■ Problem to solve ■
Every entry must be reproduced word for word.

■ Input data ■
PR #6098, opened 2022-09-22
gltfio API changes, parts 1 and 2.

prideout:
This moves `MaterialInstance` objects into the `FilamentInstance` objects that they apply to, rather than storing them in one monolithic list in `FilamentAsset`.

This also removes the "broadcast" animator from FilamentAsset.  Clients should simply use the per-instance animators.

In the near future, we will also move all the entity getter methods from `FilamentAsset` to `FilamentInstance`.

These changes are motivated by the need to allow instance creation from immutable assets, which is a feature request from Google.


bejado (approved):

romainguy (commented):
You also need to update the Java APIs (and JNI).

PR #6099, opened 2022-09-23
Update cgltf to version 1.13

daemyung:


daemyung:
I think this PR does not require to warrant a release note.

romainguy:
I’m not against upgrading but it’s a bit useless if we don’t implement support for the new extensions…

daemyung:
@romainguy Yes... Honestly this upgrade is needed for me. I need to re-write GLTF and GLB in some reasons and there is some bugs in current cgltf in filament. So I hope to accept this PR if there is no regression issues.

bejado (approved):

romainguy:
@daemyung Sure, but why are you using the version of cgltf that comes with Filament and not your own? `third_party` libraries are not part of our public API.

daemyung:
@romainguy Yes I can do that and technically you are write. I just don't want to increase more dependencies on the current project.

@bejado Thanks!

PR #6107, opened 2022-09-27
Get the morph target buffer to the given primitive

daemyung:


pixelflinger (approved):

prideout (changes requested):
The doc comment should also say: "or null if it doesn't exist".

Also I think the method can be marked `noexcept`.

daemyung:
@prideout Yes it's done.

prideout (approved):

PR #6108, opened 2022-09-27
reduce setParameter(texture) calls

pixelflinger:


filament/src/PostProcessManager.cpp
```diff
@@ -1919,45 +1919,64 @@ PostProcessManager::BloomPassOutput PostProcessManager::bloomPass(FrameGraph& fg
...
 
-                mi->use(driver);
-                mi->setParameter("source", hwIn, {
+                auto const& material = getPostProcessMaterial("bloomDownsample");
+                auto const* ma = material.getMaterial(mEngine);
+
+                FMaterialInstance* mis[] = {
+                        ma->createInstance("bloomUpsample-ping"),
+                        ma->createInstance("bloomUpsample-pong"),
+                        ma->createInstance("bloomUpsample-first"),
```
bejado, line 1932: Should these be named `bloomDownsample-*`?

bejado (approved):
Nice!

filament/src/PostProcessManager.cpp
pixelflinger: ah good catch

PR #6125, opened 2022-09-29
Fixes for 1.27.2 release

bejado:
These are needed for G3.


romainguy (approved):
Thanks! We'll have to turn off the warning in AS then.

PR #6127, opened 2022-09-29
fix artifacts EVSM shadows and allow 32 bits texture and full precision EVSMs as options.

pixelflinger:


bejado:
Maybe worth a release note?

bejado (approved):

■ Answer to this task ■
PR #6098, opened 2022-09-22
gltfio API changes, parts 1 and 2.

prideout:
This moves `MaterialInstance` objects into the `FilamentInstance` objects that they apply to, rather than storing them in one monolithic list in `FilamentAsset`.

This also removes the "broadcast" animator from FilamentAsset.  Clients should simply use the per-instance animators.

In the near future, we will also move all the entity getter methods from `FilamentAsset` to `FilamentInstance`.

These changes are motivated by the need to allow instance creation from immutable assets, which is a feature request from Google.


bejado (approved):

romainguy (commented):
You also need to update the Java APIs (and JNI).

PR #6099, opened 2022-09-23
Update cgltf to version 1.13

daemyung:


daemyung:
I think this PR does not require to warrant a release note.

romainguy:
I’m not against upgrading but it’s a bit useless if we don’t implement support for the new extensions…

daemyung:
@romainguy Yes... Honestly this upgrade is needed for me. I need to re-write GLTF and GLB in some reasons and there is some bugs in current cgltf in filament. So I hope to accept this PR if there is no regression issues.

bejado (approved):

romainguy:
@daemyung Sure, but why are you using the version of cgltf that comes with Filament and not your own? `third_party` libraries are not part of our public API.

daemyung:
@romainguy Yes I can do that and technically you are write. I just don't want to increase more dependencies on the current project.

@bejado Thanks!

PR #6107, opened 2022-09-27
Get the morph target buffer to the given primitive

daemyung:


pixelflinger (approved):

prideout (changes requested):
The doc comment should also say: "or null if it doesn't exist".

Also I think the method can be marked `noexcept`.

daemyung:
@prideout Yes it's done.

prideout (approved):

PR #6108, opened 2022-09-27
reduce setParameter(texture) calls

pixelflinger:


filament/src/PostProcessManager.cpp
```diff
@@ -1919,45 +1919,64 @@ PostProcessManager::BloomPassOutput PostProcessManager::bloomPass(FrameGraph& fg
...
 
-                mi->use(driver);
-                mi->setParameter("source", hwIn, {
+                auto const& material = getPostProcessMaterial("bloomDownsample");
+                auto const* ma = material.getMaterial(mEngine);
+
+                FMaterialInstance* mis[] = {
+                        ma->createInstance("bloomUpsample-ping"),
+                        ma->createInstance("bloomUpsample-pong"),
+                        ma->createInstance("bloomUpsample-first"),
```
bejado, line 1932: Should these be named `bloomDownsample-*`?

bejado (approved):
Nice!

filament/src/PostProcessManager.cpp
pixelflinger: ah good catch

PR #6125, opened 2022-09-29
Fixes for 1.27.2 release

bejado:
These are needed for G3.


romainguy (approved):
Thanks! We'll have to turn off the warning in AS then.

PR #6127, opened 2022-09-29
fix artifacts EVSM shadows and allow 32 bits texture and full precision EVSMs as options.

pixelflinger:


bejado:
Maybe worth a release note?

bejado (approved):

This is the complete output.